DATA PROVIDED ▸
Issue #724, opened 2019-11-07
Provide necessary data for service state machine


soluchok:
The client should provide necessary information to the service by passing the proper interface to the Continue function. 

Requirements:

* add `ProtocolDependency(thID) Dependency` function to the client
* Dependency interface looks like following
```
type Dependency interface {
	Invitation() didexchange.Invitation
	Destinations() []service.Destination
}
```

Invitation() function returns an invitation related to the introduction, the invitation can be `public` or `private`
public - means that the agent has another agent's invitation
private - means own agent invitation (unique)
`public` and `private` means nothing to the service (it is just an explanation)
The private invitation should be registered once when the `Client` is created and it cannot be changed.
The public invitation can be received from `Client API` e.g `SendProposalWithInvitation(inv *didexchange.Invitation, dest *service.Destination)` previously saved it to the store and retrieved it by  thID. 
The public invitation has more priority.If we have a public invitation for the given thID it must be returned, otherwise, we need to return the private invitation.
What if there is no public or private invitation?
It is ok, in that case, we should return a nil value.

Destinations() - returns the destination value (to whom we need to send it)
e.g sending a public proposal we will have only one destination
e.g sending proposal (no public invitation) we will have two destinations

Part of https://github.com/hyperledger/aries-framework-go/issues/269

llorllale:
@soluchok 

I want to clarify something:

> public - means that the agent has another agent's invitation
> private - means own agent invitation (unique)

The invitations that the *Introducer* handles are *never their own*. They are always of other agents (introducees). What the introducer does is forward these invitations around.

soluchok:
@llorllale correct! What I want to do is to prepare data before the state machine will be started! 
The idea is to provide one Dependency interface which should provide all necessary data to the state machine (better to collect it before the protocol starts).  For instance, state machine calls `Invitation(thID)` function  (see dependency interface) and Client must provide the right invitation
According to a state machine, `Invitation(thID)` function will return a different result. 
e.g for introducer we will get an invitation from DB by given thID, for introducee DB will be empty, so we will return a `private` invitation (this logic on the client-side)
It allows us to avoid handling the action events by their type (on the client-side or even layer up) and do something like that b.Continue(WithSomeParam(),WithSomethingElse())

llorllale:
@soluchok 

Nevermind the naming which doesn't seem right to me: how does that usage allow the Introducer to specify the invitation when they receive a `request`?

soluchok:
[...]

PR #737, opened 2019-11-08
feat: Added dependency interface to the Client

soluchok:
* added dependency interface to the Client 

Closes https://github.com/hyperledger/aries-framework-go/issues/724

### DIFF
--- a/pkg/client/introduce/client.go
+++ b/pkg/client/introduce/client.go
@@ -9,14 +9,20 @@ package introduce
 import (
 	"encoding/json"
 	"errors"
+	"fmt"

EXERCISE INSTRUCTIONS ▸
The number of lines in the data that hold "before" is all that should be given.

RESPONSE TO THE TASK ▸
2